For now - it looks like my plex, emby, -arrs, qbit/rtorrent, tautulli are working as far as the eye can tell. I think the "chmod -R 777" may have been an unnecessary step i pre-emptively ran before fixing docker folder itself. I am not too sure if i have done some potential future damage running that 777 permission command over /appdata/, i'm hoping my unraid doesn't break in a future restart/update to latest version.

 

If anyone thinks i have done some damage with this 777 permission setting, I'm all ears for how to fix that part. I supposed i could:

  1. Turn off docker
  2. Backup my existing working "mnt/user/system/docker" and "mnt/user/appdata" (so i can restore if it something breaks again)
  3. Run tools -> new permissions -> on /appdata/ (which will presumably break docker again)
  4. Again delete /mnt/user/system/docker/ and re-build the docker containres via existing templates in apps -> previous apps
  5. Now my /appdata/ should have the default 99:100 permissions (instead of 777 currently?) and docker hopefully works again 

 

Note - this person here also seemed to implement the same fix too on reddit.

 

Hi!

So, I just did the same mistake as you and I'm currently waiting on a parity check due to an unclean shutdown.

I haven't done anything yet.

Hoping that my situation is identical to yours, could you confirm the following steps:

 

1. I have a docker folder, not image. Do I backup /mnt/user/docker or /mnt/user/system/docker? Or both?

2. Which one of the previously mentioned folders should I be deleting?
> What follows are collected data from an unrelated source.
PR #138, opened 2025-05-16
New function: tax_rel_abun

### LINKED ISSUE #86: Summarise abundance in occurrence datasets
Understanding the abundance distribution within a set of occurrences is a fundamental way of exploring a dataset, but we currently don't have any functions that do this.

It would be great to have a function that summarises the abundance distribution in an occurrence dataset and outputs:
- a table (of taxa and their (relative) abundances)
- a graph (of the shape of the ranked abundance distribution)
- a string (vector of abundances suitable for input into other analysis functions, e.g. iNEXT, vegan)

iNEXT has functions to create strings but it would be nice to have a more flexible function specifically designed to do this from a wider range of input formats.

**Additional context**
It would be great to expand this to model fitting on the distribution, but this is straying into analysis rather than data exploration.

mcnikolic:
# Function name
tax_rel_abun

## Description

Function to calculate absolute and relative abundance of taxa in an occurrene dataset and plot the rank
  abundance distribution

## Motivation and Context

Fixes #86


LewisAJones (changes requested):
Hi @mcnikolic, thanks a lot for submitting this PR and so soon after joining the team 😁! This is a really good first draft given how picky we can be about code and documentation style. I've had a first look over the function without paying too much attention to the documentation at this stage. I have a few comments which I think should be relatively easy to address but give us a shout if you need help with anything or clarification. Once we're happy with where the function is at, it would be good to also add some tests (we can discuss when we get to that stage!).

Thanks again @mcnikolic, great job! 😁

R/tax_rel_abun.R
```diff
@@ -0,0 +1,118 @@
+#' Summarise abundance of fossil occurrences
+#'
+#' A function to calculate absolute/relative abundance and rank abundance distribution of taxa in a fossil occurrence dataset
```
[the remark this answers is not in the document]
willgearty: More broadly, we tend to follow the tidyverse style guidelines. You can check if you've followed these be either checking the details of the "lint" check when you make a PR or install the lintr package and use the lintr addins in RStudio.

R/tax_rel_abun.R
```diff
@@ -0,0 +1,118 @@
...
+  }
+
+
+  # Tabulate absolute abundance of occurrences for each taxon
+  occ_table <- table(occdf[[rank]])
+  occ_table <- data.frame(occ_table)
+  colnames(occ_table) <- c('Taxon', 'Abundance')
+
+  # Calculate relative abundance for raw and log data
+  rel_abun <- occ_table$Abundance/max(occ_table$Abundance)
```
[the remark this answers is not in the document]
willgearty: I had been wondering the same thing but had assumed I just didn't know because I don't use abundance data. But I think @LewisAJones is correct here: https://en.wikipedia.org/wiki/Abundance_(ecology)#:~:text=Relative%20species%20abundance%20is%20calculated,of%20species%20from%20all%20groups.

LewisAJones:
Hi @mcnikolic, do you think you'll have chance to implement these changes soon? Should we aim to get this function into the next version?

mcnikolic:
> Hi @mcnikolic, do you think you'll have chance to implement these changes soon? Should we aim to get this function into the next version?

Yes, I think so! Hopefully by the end of the coming week

R/tax_rel_abun.R
```diff
@@ -0,0 +1,118 @@
...
+  rownames(occ_table) <- c(1:nrow(occ_table))
+  occ_table$Abundance_rank <- c(1:1:nrow(occ_table))
+
+
+  # Plot rank abundance distribution
+  if (plot == TRUE) {
+    # Default plot args
+    args <- list(main = "Rank abundance",
+                 xlab = "Abundance rank",
+                 ylab = "Relative abundance",
```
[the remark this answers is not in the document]
willgearty: It might be easier to plot it as relative abundance, specify `ylog = FALSE`, and then allow the user to override that with `plot_args`.

willgearty (changes requested):
Thanks for addressing our previous comments @mcnikolic! It's looking much cleaner. I think the functionality is basically there, but I do have several comments about the code (including some bugs I found). Let me know if you have any questions.

bethany-j-allen (commented):
I think this is a great start @mcnikolic! I have added some suggestions on how the function and documentation could be developed a bit, happy to help more actively with coding/writing if needed.

R/tax_abund.R
```diff
@@ -0,0 +1,160 @@
...
+                 col = "black",
+                 brks = 50,
+                 log = FALSE,
+                 abs = FALSE)
+
+    # Update any provided
+    rpl <- match(names(plot_args), names(args))
+    if (length(rpl) != 0) {
+      args[rpl] <- plot_args
+    }
```
willgearty: I think we can just use `utils::modifyList()` here?

willgearty (changes requested):
Thanks @mcnikolic for addressing our previous comments! I think this new version is nearly there! Just a few comments from me. @bethany-j-allen and @LewisAJones might have additional thoughts.

pull_request_description.md
willgearty: I think this file should be removed?

willgearty:
1. I fixed the failing test on the `main` branch, so if you merge that (or rebase), the R-CMD-check and test-coverage checks should be fixed.
2. You also still need to add `tax_abund` to `_pkgdown.yml` in a fitting category.
3. Finally, we still need tests for this new function.

Let me know if you have any questions about any of the above.

mcnikolic:
Ok everything is working and passing every test and check on my machine but is not passing the checks here, even when I 'fix' them, for reasons I do not understand...

R/tax_abund.R
```diff
@@ -0,0 +1,162 @@
+#' Summarise abundance of fossil occurrences
+#'
+#' A function to calculate the absolute and relative abundance of fossil
+#' occurrences in a dataset and optionally plot the rank abundance distribution
```
LewisAJones, line 4:
```suggestion
#' taxa in a dataset and optionally plot their rank abundance distribution.
```

R/tax_abund.R
```diff
@@ -0,0 +1,162 @@
+#' Summarise abundance of fossil occurrences
```
LewisAJones, line 1:
```suggestion
#' Summarise abundance of fossil taxa
```
I think this more accurately represents what the function does and is more aligned with other function titles in palaeoverse (e.g. `tax_range_time`).

R/tax_abund.R
```diff
@@ -0,0 +1,162 @@
...
+#'
+#' A function to calculate the absolute and relative abundance of fossil
+#' occurrences in a dataset and optionally plot the rank abundance distribution
+#' of taxa
+#'
+#' @param occdf \code{data.frame}. A dataframe of fossil occurrences.
```
LewisAJones, line 7: To bring this in line with our other function documentation, I suggest something along the lines of "A dataframe of fossil occurrences containing at least one column: names of taxa (and an optional column containing abundances)"... this then allows you to build on this for the other argument descriptions as the user already has an idea of what is needed before getting to the details.

R/tax_abund.R
```diff
@@ -0,0 +1,162 @@
...
+#' @param name \code{character}. A column name with the taxonomic rank at which
```
LewisAJones, line 8: Again, to bring this in line with our other function documentation, I would change this argument definition to something along the lines of "The name of the column you wish to be treated as the input names for abundance calculation, e.g. "genus" (default)." I also think that the current use of "taxonomic rank at which you want to calculate abundance" may be misinterpreted.

R/tax_abund.R
```diff
@@ -0,0 +1,162 @@
...
+#'   you want to calculate abundance (e.g. "genus").
+#' @param abund_vals \code{character}. An optional column name of abundance
```
LewisAJones, line 10: As above, perhaps something more along the lines of:
 
"The name of the column you wish to be treated as the input abundance values for the taxa (`name`). This argument is optional, but if it is not provided each value within `name` is assumed to represent an abundance value of 1."

I am sure you can phrase it better than I have!

R/tax_abund.R
```diff
@@ -0,0 +1,162 @@
...
+#'   values for a given taxon or collection. If this column is provided it
+#'   will be used to calculate the abundance values. Otherwise, row wise
+#'   occurrence counts will be used.
+#' @param plot \code{logical}. Should a rank abundance distribution plot be
+#'   generated in addition to the dataframe of results?
```
LewisAJones, line 15:
```suggestion
#'   generated?
```

R/tax_abund.R
```diff
@@ -0,0 +1,162 @@
...
+#' @param plot_args \code{list}. A list of optional arguments relevant to
+#'   plotting. See Details for options.
+#'
+#' @return A \code{data.frame} containing the following columns:
+#'   `Taxon` = taxon ID (from `name` column)
+#'   `Abundance` = absolute abundance of each fossil taxon
+#'   `Rel_abundance` = relative abundance of each fossil taxon
+#'   `Log_rel_abundance` = natural logarithm of relative abundance
+#'                           of each fossil taxon
+#'   `Abundance_rank` = abundance rank of each taxon within dataset
```
LewisAJones, line 25: Not really a major issue, but I wonder if the rank should come before all the different types of abundance values

R/tax_abund.R
```diff
@@ -0,0 +1,162 @@
...
+#'
+#' @details The (absolute and relative) abundance of each taxon is calculated
```
LewisAJones, line 27: I think this text could be streamlined, and I would probably avoid mention of collections. Essentially, the input can be one or two columns, if the input is one column, we treat each instance (row) as an individual occurrence to sum for abundances, if we have a two column input we already have a sum of abundances for that occurrence?

R/tax_abund.R
```diff
@@ -0,0 +1,162 @@
...
+#'   either from a given column of abundance values per taxon or collection or by
+#'   tabulating all rowwise counts of unique taxon occurrences (`name` column)
+#'   from the input `occdf`. Absolute abundance is calculated by counting the
+#'   number of occurrences, while relative abundance is calculated relative to
+#'   the total community abundance in the dataset. A plot of the rank abundance
+#'   distribution is also returned if `plot = TRUE`. Customisable argument
+#'   options to pass to `plot_args` as a list (and their defaults)
+#'   for plotting include:
```
LewisAJones, line 35: Note, this may need to change if you decide to implement my suggestions below

R/tax_abund.R
```diff
@@ -0,0 +1,162 @@
...
+#'   - main = "Rank abundance"
+#'   - xlab = "Abundance rank"
+#'   - ylab = "Relative abundance"
+#'   - col = "black"
+#'   - brks = 50
+#'   - log = FALSE
+#'   - abs = FALSE
```
LewisAJones, line 42: Should absolute be the default (curious of opinions on this)? I guess there is an argument to be made here that by default we are transforming data. However, relative is probably more often visualised. 

If you go with absolute being the default, this argument should probably change to `rel` for relative?

R/tax_abund.R
```diff
@@ -0,0 +1,162 @@
...
+#'
+#'   The `brks` argument will set the x axis label breaks. Use `log = TRUE` to
+#'   plot the logged rank abundance, and use `abs = TRUE` to plot the
+#'   absolute abundance data.
+#'
+#'   Caution: taxonomic synonyms will cause abundances for the accepted taxon
```
LewisAJones, line 48: Should "synonyms" be changed to "homonyms" here?

R/tax_abund.R
```diff
@@ -0,0 +1,162 @@
...
+#'   to be distributed across the synonymised taxa, causing the accepted taxon
+#'   to be under-counted. Use [tax_check()] to check for and clean synonyms.
+#'
```
LewisAJones, line 51: Don't forget to add a developer and reviewer section (see other function documentation for examples).

LewisAJones, line 51: If you continue to use barplot (see my comment below about this), I think you also need to add: 

```suggestion
#' @importFrom graphics barplot
```

You might also need to add:

```suggestion
#' @importFrom utils modifyList
```

R/tax_abund.R
```diff
@@ -0,0 +1,162 @@
...
+#' @export
+tax_abund <- function(occdf,
+                      name = "genus",
+                      abund_vals = NULL,
+                      plot = FALSE,
+                      plot_args = NULL) {
+
+  #=== Handling errors ===
+  if (is.data.frame(occdf) == FALSE) {
```
LewisAJones, line 73: There is nothing wrong this, but we are currently using a mix of `!x` (not operators) and `x == FALSE` conditional statements. We could standardise to use just one or the other.

R/tax_abund.R
```diff
@@ -0,0 +1,162 @@
...
+
+  if (name %in% colnames(occdf) == FALSE) {
+    stop(paste0("`occdf` must contain `", name, "` column"))
+  }
+
+  if (!is.null(abund_vals) && abund_vals %in% colnames(occdf) == FALSE) {
+    stop(paste0("`abund_vals` must either be NULL or a column in `occdf`"))
+  }
+
+  if (length(which(is.na(occdf[[name]]))) > 0) {
```
LewisAJones, line 93: Could this be simplified to?:
```suggestion
  if (any(is.na(occdf[[name]])) > 0) {
```

R/tax_abund.R
```diff
@@ -0,0 +1,162 @@
...
+    stop(paste0(name, " column contains NAs"))
+  }
+
+  # Tabulate absolute abundance of (row wise) occurrences for each taxon
+  if (is.null(abund_vals)) {
```
LewisAJones, line 98: To streamline code, I guess we could also just add an abundance value column if one is not provided, with all values equal to 1?

R/tax_abund.R
```diff
@@ -0,0 +1,162 @@
...
+    occ_table <- table(occdf[[name]])
+    occ_table <- data.frame(occ_table)
+    colnames(occ_table) <- c("taxon", "abundance")
+    occ_table$abundance <- as.numeric(occ_table$abundance)
```
LewisAJones, line 102: Is this needed?

R/tax_abund.R
```diff
@@ -0,0 +1,162 @@
...
+  }
+
+  if (length(which(is.na(occdf[[name]]))) > 0) {
+    stop(paste0(name, " column contains NAs"))
+  }
+
+  # Tabulate absolute abundance of (row wise) occurrences for each taxon
+  if (is.null(abund_vals)) {
+    occ_table <- table(occdf[[name]])
+    occ_table <- data.frame(occ_table)
```
LewisAJones, line 100: This could be merged with the former line 
```
data.frame(table(...))
```

R/tax_abund.R
```diff
@@ -0,0 +1,162 @@
...
+    colnames(occ_table) <- c("taxon", "abundance")
+    occ_table$abundance <- as.numeric(occ_table$abundance)
+  } else {
+    # Calculate abundances from abundance column if provided
+    occdf[[abund_vals]][is.na(occdf[[abund_vals]])] <- 1
```
LewisAJones, line 105: I don't think we should do this... we're assuming any NA values represent an abundance of 1, which is probably true for PBDB, but not for other datasets. I would suggest having the function error if an abundance value column is provided but it contains NAs.

R/tax_abund.R
```diff
@@ -0,0 +1,162 @@
...
+    occ_table <- group_apply(occdf = occdf, group = name,
+                             fun = function(x) sum(x[[abund_vals]]))
+    colnames(occ_table) <- c("abundance", "taxon")
+    occ_table <- occ_table[,c(2,1)]
```
LewisAJones, line 109: Correcting for code style

```suggestion
    occ_table <- occ_table[ ,c(2, 1)]
```

I generally try to be explicit when rearranging columns too by using names rather than index. This way, if there are some changes elsewhere that cause column order changes, it's less likely to cause an issue.

R/tax_abund.R
```diff
@@ -0,0 +1,162 @@
...
+    occ_table$abundance <- as.numeric(occ_table$abundance)
```
LewisAJones, line 110: Is this needed?

R/tax_abund.R
```diff
@@ -0,0 +1,162 @@
...
+  }
+
+  # Calculate relative abundance for raw and log data
+  occ_table$rel_abundance <- occ_table$abundance /
```
LewisAJones, line 114: Should these be converted to percentages? I don't think it matters too much, but it's quite a common practice in my circle (coral reef ecology)

R/tax_abund.R
```diff
@@ -0,0 +1,162 @@
...
+                             sum(occ_table$abundance)
+  occ_table$log_rel_abundance <- log(occ_table$abundance) /
+                                 sum(log(occ_table$abundance))
```
LewisAJones, line 117: I *think* you would want to sum abundances before logging them?

That said, I think you can also just log transform `occ_table$rel_abundance`?

I also wonder if this is a column users would generally want available by default for relative abundances. Perhaps it is more for visualisation purposes?

R/tax_abund.R
```diff
@@ -0,0 +1,162 @@
...
+
+  # Order by rank abundance
+  occ_table <- occ_table[order(-occ_table$rel_abundance), ]
+  rownames(occ_table) <- seq_len(nrow(occ_table))
```
LewisAJones, line 121: I believe you could simplify to:
```suggestion
  rownames(occ_table) <- NULL
```

R/tax_abund.R
```diff
@@ -0,0 +1,162 @@
...
+                 xlab = "Abundance rank",
+                 ylab = "Relative abundance",
+                 col = "black",
+                 brks = 50,
+                 log = FALSE,
+                 abs = FALSE)
+
+    # Update any provided
+    if (!is.null(plot_args)) {
+      args <- utils::modifyList(args, plot_args)
```
LewisAJones, line 139: This should be changed, and imported (see comment above)

```suggestion
      args <- modifyList(args, plot_args)
```

R/tax_abund.R
```diff
@@ -0,0 +1,162 @@
...
+    }
+
+    if (args$log == TRUE) {
```
LewisAJones, line 142: This should probably be moved to before `modifyList` otherwise we do not allow for user input.

R/tax_abund.R
```diff
@@ -0,0 +1,162 @@
...
+      args$y <- occ_table$log_rel_abundance
+      args$ylab <- "Log relative abundance"
+    }
+
+    if (args$abs == TRUE) {
```
LewisAJones, line 147: This should probably be moved to before `modifyList` otherwise we do not allow for user input.

R/tax_abund.R
LewisAJones, line 142: I wonder if log should just be something available for visualisation purposes, and users can choose whether to log absolute or relative abundances through combination of `log` and `abs`?

R/tax_abund.R
```diff
@@ -0,0 +1,162 @@
...
+      args$y <- occ_table$abundance
+      args$ylab <- "Absolute abundance"
+    }
+
+    barplot(height = args$y, names.arg = occ_table$abundance_rank,
```
LewisAJones, line 152: I'll leave this with you, but because you are already generating data for the rank order and abundances, you could actually just use the `plot` function. The advantage of this is that you wouldn't needed to import the barplot function, you could allow users to use different plot types (e.g. "h", "o", etc), and you could probably get rid of the next few lines of code from the axis breaks (plot will give you something pretty decent by default).

LewisAJones (changes requested):
Hi @mcnikolic, sorry for the delay on this! Thanks for updating the function based on previous comments. I've gone through and given the function a pretty extensive review. Sorry for all the comments but hopefully they're useful suggestions!

Let me know if you need help with anything or if any of my comments are unclear.

I'll have a thorough review of the documentation and tests once all comments have been addressed as some of this will likely change.

LewisAJones:
Hi @mcnikolic, do you think you'll be able to get around to addressing any of these changes soon? Just wondering whether to stage this for the next version of the package, or not!

mcnikolic:
Hey Lewis, getting to it now!

R/tax_abund.R
mcnikolic: In the tetrapods dataset, there are instances of the same taxon in multiple rows but with different values in the abundance value column. I take it these are from different collection events. So even if an abundance value column is supplied, we still need to sum over all the abundance values for that taxon

R/tax_abund.R
mcnikolic: Yes, good catch

R/tax_abund.R
mcnikolic: Hmm, yeah, I don't feel strongly either way. I had written it to log by default as that is the way it is usually visualised, but this does deviate from the rest of Palaeoverse presenting data as-is/not transforming data or doing analyses. I'm happy to put absolute as the default and give the log option

R/tax_abund.R
mcnikolic: Agreed!

R/tax_abund.R
mcnikolic: Oh sorry, I meant to say relative not log here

3. Go into previous apps and reinstall the containers.

4. Hope it works?

 

If this is "the fix", this means that only the perms changed in the docker files are the ones affecting them, right? The appdata itself and its permissions are irrelevant.

 

Thanks for your time.

  • 3 months later...

For anyone else that comes across this post. I tried what @Linguafoeda described above but it wasn't working for me. Dockers said they were running but I couldn't open them and their logs were filled with permission denied errors.

  1. I stopped the docker service.
  2. Copied the docker and appdata folder to another location. Not necessarily needed, but just in case. (for me they were located in /mnt/user/appdata and /appdata/docker)
  3.  Opened the web terminal and ran:

     newperms /mnt/user/appdata

    Which runs:

    chmod -R u-x,go-rwx,go+u,ugo+X /mnt/user/appdata
    chown -R nobody:users /mnt/user/appdata
    chmod -R 777 /mnt/user/appdata

    As you can see, it runs the 'chmod -R 777' command, which I ran earlier, like the OP did, and the dockers were still having issues. Maybe, for my instance, the other permission commands needed to run first. I don't really know. (Found this command in the reddit post provided in the OP's note)

  4. Started the docker service.

  5. Reinstalled the dockers via apps->previous apps

Everything came back up like nothing happened.

 

I do backup my appdata folder frequently and doing a restore didn't fix the issue either. The issue is with the permissions for the appdata folder itself and the backup process either doesn't backup permissions or backs up the docker folders inside the appdata folder (so appdata permissions wouldn't get backed up anyway). Thanks @Linguafoeda for discovering this info. Just wanted to add another potential solution to your post.